> **TASK OBJECTIVE**
Print, exactly as they appear in the listing below, the lines from the line with "size of this file." to the line with "Xymph: Well, it", with both end lines kept.

> **GIVEN ENTRIES**
=-=-=-=-=
PR #71, opened 2016-11-21
Add uploadFromUrl and restructure other upload methods (fixes #70)

### LINKED ISSUE #70: Add upload from URL
PR #69 includes uploading local files, but MW API also allows [uploading from a URL](https://www.mediawiki.org/wiki/API:Upload#Uploading_from_URL) with just one different parameter. Even though I don't need it myself, I'd like to add it to WikiFile for completeness' sake. (The much more complex chunked uploading however, I'll leave for another enterprising contributor.)

Xymph:
See #70. Previously, `upload()` took $data and `uploadFile()` invoked `upload()`. However, `uploadFromUrl()` takes $url and otherwise needs exactly the same code as `upload()`. To allow sharing this common code, I had to restructure `upload()` a bit into a private method, `uploadCommon()` (maybe there's a better name for that?), and then its public use is made clearer by a new name, `uploadData()`.

The previous merge is just a few days old (so hasn't spread far yet) and still falls under "current development", so this API change seems acceptable to me, as it leads to consistent naming of the three public upload methods. For further consistency, I renamed `download()` to `downloadData()` as well.

### DIFF
--- a/Wikimate.php
+++ b/Wikimate.php
@@ -526,6 +526,7 @@ class WikiPage
 	public function getText($refresh = false)
 	{
 		if ($refresh) { // We want to query the API
+			// Specify relevant page properties to retrieve
 			$data = array(
 				'titles' => $this->title,
 				'prop' => 'info|revisions',
@@ -1053,7 +1054,7 @@ class WikiFile
 	public function getInfo($refresh = false)
 	{
 		if ($refresh) { // We want to query the API
-
+			// Specify all image properties to retrieve
 			$data = array(
 				'titles' => 'File:' . $this->filename,
 				'prop' => 'info|imageinfo',
@@ -1115,7 +1116,7 @@ class WikiFile
 	/**
 	 * Returns the bit depth of this file.
 	 *
-	 * @return  int  The bit depth of this file
+	 * @return  integer  The bit depth of this file
 	 */
 	public function getBitDepth()
 	{
@@ -1175,7 +1176,7 @@ class WikiFile
 	/**
 	 * Returns the height of this file.
 	 *
-	 * @return  int  The height of this file
+	 * @return  integer  The height of this file
 	 */
 	public function getHeight()
 	{
@@ -1235,7 +1236,7 @@ class WikiFile
 	/**
 	 * Returns the size of this file.
 	 *
-	 * @return  int  The size of this file
+	 * @return  integer  The size of this file
 	 */
 	public function getSize()
 	{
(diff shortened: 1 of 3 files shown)


Xymph:
Minor code change in addition to the restructuring: `is_null($text)` is a better way to test input parameters than `=== null`.

Xymph:
@waldyrious, would you be able to squeeze in a review one of these days? :wink:

Wikimate.php
```diff
@@ -1053,7 +1054,7 @@ public function getFilename()
 	public function getInfo($refresh = false)
 	{
 		if ($refresh) { // We want to query the API
-
+			// Specify all image properties to retrieve
```
waldyrious: Shouldn't either this line use "relevant ... properties", or line 529 use "all ... properties"? For consistency.

Wikimate.php
```diff
@@ -1406,6 +1404,29 @@ public function upload($data, $comment, $text = null, $overwrite = false)
 	}
 
 	/**
+	 * Uploads the given contents to the current file.
+	 * $text is only used for the article page of a new file, not an existing
```
waldyrious: I don't think a file's page is called "article page". I'd use just "page", or maybe "page contents".

Also, I'd split the line in the comma, since that helps the reading flow and conforms to [semantic linebreaking](http://rhodesmill.org/brandon/2012/one-sentence-per-line/).

waldyrious:
Apart from the minor comments I've left inline, this LGTM :)

waldyrious:
> @waldyrious, would you be able to squeeze in a review one of these days? :wink: 

Oh, crap, you were faster :P I had this page open for the last few days and didn't refresh it before starting the review. I'm saying this just to reassure you that I didn't review the PR now following your prompt, but indeed hadn't forgotten :)

Wikimate.php
Xymph: Well, it gets far more properties than for a page, and I meant it more in the sense of "list all those that are to be retrieved, and don't list those that won't be retrieved". :) But 'relevant' is fine too.

Either way, 'image' should be 'file', so thanks for highlighting this anyway.

Xymph:
Sorry. :wink: I guess all the quick review turnarounds in the past spoiled me a bit, but I thought I'd poll you after 5 days.
Thanks again, time to wrap up this one.

Wikimate.php
waldyrious: For future reference, #135 introduces the semantic line breaks recommendation explicitly into the project docs.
=-=-=-=-=
> **RESULT FOR THIS TASK**
 	 * Returns the size of this file.
 	 *
-	 * @return  int  The size of this file
+	 * @return  integer  The size of this file
 	 */
 	public function getSize()
 	{
(diff shortened: 1 of 3 files shown)


Xymph:
Minor code change in addition to the restructuring: `is_null($text)` is a better way to test input parameters than `=== null`.

Xymph:
@waldyrious, would you be able to squeeze in a review one of these days? :wink:

Wikimate.php
```diff
@@ -1053,7 +1054,7 @@ public function getFilename()
 	public function getInfo($refresh = false)
 	{
 		if ($refresh) { // We want to query the API
-
+			// Specify all image properties to retrieve
```
waldyrious: Shouldn't either this line use "relevant ... properties", or line 529 use "all ... properties"? For consistency.

Wikimate.php
```diff
@@ -1406,6 +1404,29 @@ public function upload($data, $comment, $text = null, $overwrite = false)
 	}
 
 	/**
+	 * Uploads the given contents to the current file.
+	 * $text is only used for the article page of a new file, not an existing
```
waldyrious: I don't think a file's page is called "article page". I'd use just "page", or maybe "page contents".

Also, I'd split the line in the comma, since that helps the reading flow and conforms to [semantic linebreaking](http://rhodesmill.org/brandon/2012/one-sentence-per-line/).

waldyrious:
Apart from the minor comments I've left inline, this LGTM :)

waldyrious:
> @waldyrious, would you be able to squeeze in a review one of these days? :wink: 

Oh, crap, you were faster :P I had this page open for the last few days and didn't refresh it before starting the review. I'm saying this just to reassure you that I didn't review the PR now following your prompt, but indeed hadn't forgotten :)

Wikimate.php
Xymph: Well, it gets far more properties than for a page, and I meant it more in the sense of "list all those that are to be retrieved, and don't list those that won't be retrieved". :) But 'relevant' is fine too.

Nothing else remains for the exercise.